# How long to wait to feed hashing using SHA 256?

I have a source which generates secrets at $8-10 bits$ per second. I need to use this secret to feed another generator every second. I am wondering how long should I wait while I am concatenating 8 bits every second and then use longer bits as input to hash.

I have two options:

1. Use 8 bit that I get every second, hash it and send to next level every second.

2. Wait for say 10 seconds then hash the final say 100 bit. In between for 9 seconds keep sending hashed value of previous 100 bit using public informations.

Which one is more secure? I am using HKDF for hashing.

• What do you mean that your source generates secrets? Do you possibly mean entropy as input for a PRNG / DRBG, i.e. random number generator? In that case, why not use a DRBG algorithm instead of HKDF? Those have specific methods to update the entropy. Secret bits are bits that you tend to distribute and store so that you can reuse them, e.g. as key for a symmetric cipher. – Maarten Bodewes Jun 19 '17 at 10:19
• 1. By source generating secrets I mean I have a shared randomness between two parties which is quantized to generate secret string of $1's & 0's$, 8-10 bits per sec. 2. I am using this secret string to drive PRNG. Since there is a minimum requirement of length of PRNG and I cannot use same seed for each time to drive PRNG I planned to use hashed values in each turn. So dilema is whether to give longer bit stream to hash or give short string each time. – Jay Jun 19 '17 at 10:43
• I suggest you read the Fortuna paper and following works. It speaks to your situation quite well. – Thomas M. DuBuisson Jun 19 '17 at 13:38

There are three classes of random number generators (my own informal classes), dependant on the relative entropies that flow in and out:-

• Class 1. Hout < Hin, which is a true random number generator (the most secure and best) such as those by Swiss company ID Quantique. This is the class of generator that can be used for creating one time pad material.

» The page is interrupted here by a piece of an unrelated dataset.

PR #202, opened 2019-02-14
Don't suppress CREATE UNIQUE INDEX output

ChristophBerg:
Latest PostgreSQL minors (11.2 and friends) inhibit setting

• Class 2. Hout > Hin, the most common commercial type like ultra fast beam splitters and ostensibly /dev/random.

• Class 3. Hout >> Hin, which is a reseeded psuedo random number generator like /dev/urandom.

where H is the entropy.

Let's try and make a Class 1 type which is the most pure and secure.

1. Capture 1MB from your entropy source over 28 hours. Why rush?
2. Aquire a good compression tool like fp8.exe.
3. Compress the entropy sample, divide by two for safety and you have a very good estimate of usable cryptographic entropy rate from the source. This step is CRUCIAL in determining the entropy rate. Do not try to use the fancy Shannon formula as it won't work if there is any auto correlation in the entropy stream.
4. I'm unfamiliar with the input width to HKDF, but simply divide it by your generation rate and that's the time between re seeding.
5. You don't need the PRNG. The HKDF whilst exorbitant, will act perfectly as an entropy extractor.

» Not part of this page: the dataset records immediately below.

PR #2089, opened 2026-09-04
Fix history handling for solid(...)

adam-urbanczyk:
This fixes `solid` history for difficult/pathological cases.

### DIFF
--- a/cadquery/occ_impl/shapes.py
+++ b/cadquery/occ_impl/shapes.py
@@ -5833,7 +5833,7 @@ def _apply_reshape(op: Op, ctx: ShapeBuild_ReShape) -> Op:
         for key, val in op._images.items():
 
             mod = hist.Modified(val.wrapped)
-            if mod:
+            if not mod.IsEmpty():
                 op._images[key] = Shape.cast(mod.First())
 
     return op
--- a/cadquery/occ_impl/shapes.py
+++ b/cadquery/occ_impl/shapes.py
@@ -5844,7 +5844,7 @@ def _polish_images(op: Op, s: Shape) -> Op:
     Workaround for Reshape context not tracking (face, face) relations when fixing solids.
     """
 
-    face_dict = {f: f for f in s.faces()}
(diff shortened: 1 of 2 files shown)


cadquery/occ_impl/shapes.py
```diff
@@ -5805,6 +5818,54 @@ def _combine_ops(op: Op, *ops: Op) -> Op:
...
+
+        # update modified
+        for key, val in op._modified.items():
+
+            processed = []
+
+            for subshape in val:
+                modified = hist.Modified(subshape.wrapped)
+
+                if modified:
```
lorenzncode: It looks like an empty OCP list is `True` so this line should be changed to `if not modified.IsEmpty():`  or reverse the branches and check `if modified.IsEmpty()`.

cadquery/occ_impl/shapes.py
```diff
@@ -5805,6 +5818,54 @@ def _combine_ops(op: Op, *ops: Op) -> Op:
     return op
 
 
+def _apply_reshape(op: Op, ctx: ShapeBuild_ReShape) -> Op:
+    """
+    Apply (if applicable) additional ReShape history to an exisitn Op. Used by solid.
```
lorenzncode: typo: "exisitn" -> "existing"

cadquery/occ_impl/shapes.py
adam-urbanczyk: Hm, I thought I fixed it recently, but apparently it did not make it into the release.

cadquery/occ_impl/shapes.py
```suggestion
    Apply (if applicable) additional ReShape history to an existing Op. Used by solid.
```

cadquery/occ_impl/shapes.py
```suggestion
                if not modified.IsEmpty():
```

lorenzncode (approved):

jmwright (approved):
Thanks @adam-urbanczyk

As an example, if you're using SHA-256 it would need 256 bits of entropy as an input. If your raw entropy rate is 10 bits /s, it might be say 4 when you measure it using my technique. So feed SHA-256 every 64 seconds.

64 seconds will create a class one generator which is a true random number generator. Reducing the feed rate will reduce the security and you will have a class two which might be acceptable to you.

PS. I find it a bad idea to use a cryptographic function as a randomness extractor. It's mathematically unnecessary and dangerous in that if the entropy source misbehaves or you've underestimated the entropy generator rate, you'll never know. If you use a much simpler randomness extractor such as a compression function /matrix, any mistake you've made will immediately become obvious in the quality of the final output. HDKF will continue to produce uniformly distributed random numbers with any kind of rubbish input and you'll never know which class the generator is running within.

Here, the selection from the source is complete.